Wir untersuchten außerdem die physiologische Rolle von CobB beim Schutz des Cas12a-haltigen Wirts vor der Invasion von MGEs, die das acrVA5-Gen beherbergen. Wir konstruierten zunächst ein CRISPR-Plasmid, das sowohl LbCas12a als auch eine crRNA exprimierte, die auf eine spezifische Sequenz im Apramycin-Resistenzgen (apr) abzielte, und transformierten es in E. coli-Stämme mit oder ohne einem hohen Grad an CobB-Expression (ergänzende Abbildung S9). Aufgrund des geringen Expressionsniveaus des nativen cobB-Gens in E. coli10 (ergänzende Abbildung S10) wurden der Wildtyp W3110 sowie die cobB-deletierten Stämme als cobB-negativer Wirt angesehen, während der cobB-überexprimierende Stamm der war cobB-positiver Wirt. Um ein Reporterplasmid ohne die Targeting-Sequenz des Cas12a/crRNA-Komplexes herzustellen, mutierten wir die Cas12a-Targeting-DNA-Sequenz im apr-Gen, ohne die Aminosäuresequenz und die Apramycin-Resistenz zu verändern (ergänzende Abbildung S11), wodurch ein mutiertes Plasmid erhalten wurde Apr-Gen. Da die Nonsense-Mutation sowohl die PAM-Stelle als auch die Leitsequenz veränderte, gelang es Cas12a nicht, die Zielsequenz in vitro zu spalten (ergänzende Abbildung S11b). Infolgedessen entkam das Reporterplasmid mit der Mutante apr effektiv dem Abwehrsystem des Wirts und zeigte auf acrVA5-unabhängige Weise hohe Transformationseffizienzen (Abb. 1c), was daher als Kontrolle des Transformationsassays verwendet wurde.

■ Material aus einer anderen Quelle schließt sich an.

PR #923, opened 2026-05-29
fix(validity): anchor agg checkpoint to safe L1 head to avoid tip reorg

Farhad-Shabani:
### Description
The proposer checkpoints an L1 block (`checkpointBlockHash`) that the aggregation guest later proves against — but it checkpointed the **unfinalized tip** (`BlockId::latest()`). The checkpoint head is pinned **by hash**; the guest's header range is fetched **by number** (`get_header_preimages`). A tip reorg between the two orphans the checkpoint head, so the guest's `assert_eq!` (`programs/aggregation/src/main.rs:57`) rejects the input and the request goes `UNEXECUTABLE`. Hit 3× on Mantle; each wastes one aggregation request.

### DIFF
--- a/validity/.sqlx/query-4638ae1172f5f6e5a55633747989fd5ddabe6f9b613578cf18e927dd6a01bf90.json
+++ b/validity/.sqlx/query-4638ae1172f5f6e5a55633747989fd5ddabe6f9b613578cf18e927dd6a01bf90.json
@@ -1,0 +1,29 @@
+{
+  "db_name": "PostgreSQL",
+  "query": "SELECT MAX(l1_head_block_number) AS max_l1_head FROM requests WHERE range_vkey_commitment = $1 AND rollup_config_hash = $2 AND status = $3 AND req_type = $4 AND start_block >= $5 AND end_block <= $6 AND l1_chain_id = $7 AND l2_chain_id = $8",
+  "describe": {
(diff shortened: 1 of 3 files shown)


fakedev9999:
@Farhad-Shabani I think a cleaner direction is to anchor the checkpoint to the batch's max l1Head instead of any fresh tag? Wdyt?

Farhad-Shabani:
> I think a cleaner direction is to anchor the checkpoint to the batch's max l1Head instead of any fresh tag? Wdyt?

Agreed! That's more fundamental fix, as the guest only needs checkpoint >= max(l1Head) across the batch's range proofs. Anchored to the batch's max `l1Head`, read from the persisted `l1_head_block_number` column (`MAX` over the same range-proof set the agg consumes.

Two things to call out:
1. I checkpoint `max(safe, batch_max_l1_head)`. Plain safe would be wrong under `L1_BLOCK_TAG=latest`.
2. The floor now also gates checkpoint reuse. The reuse path validated the cached checkpoint only against on-chain `historicBlockHashes`.

Caveat I left as a known limitation: under `latest`, a boot `l1Head` above `safe` that gets orphaned is reorg-exposed regardless of checkpoint choice, which is inherent to `latest`.

fakedev9999 (approved):
lgtm!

Das Reporterplasmid, das das Wildtyp-apr-Gen enthielt, wurde dann in E. coli-Stämme transformiert, die Cas12a exprimierten, um die Invasion von MGEs nachzuahmen. Wie erwartet konnten in Abwesenheit des acrVA5-Gens in allen getesteten Stämmen unabhängig von der Expression keine Transformanten erhalten werden Der CobB-Spiegel, der die Invasion des fremden Plasmids darstellt, konnte von den Wirten vollständig blockiert werden (Abb. 1c). Wenn das Reporterplasmid jedoch sowohl apr als auch acrVA5 enthielt und damit MGEs nachahmte, die die acrVA5-Kassette enthielten, wurde die hohe Transformationseffizienz des Reporterplasmids in den cobB-negativen Wirten erzielt, was mit den obigen Erkenntnissen übereinstimmte, dass AcrVA5 Cas12a wirksam inaktivierte. Da die Überexpression von CobB im cobB-positiven Wirt das AcrVA5-acetylierte Cas12a deacetylieren und reaktivieren konnte, wurde die Transformation des Reporterplasmids weitgehend blockiert. Wie erwartet war die Effizienz des Reporterplasmids immer noch viel geringer als die der Kontrolle, obwohl eine Überexpression von CobB und AcrVA5 die Effizienz der E. coli-Transformation erheblich verringern kann (Abb. 1c). Basierend auf den obigen Ergebnissen kann man schlussfolgern, dass AcrVA5 und CobB die Cas12a-Aktivitäten in vivo durch Acetylierung bzw. Deacetylierung reversibel regulierten.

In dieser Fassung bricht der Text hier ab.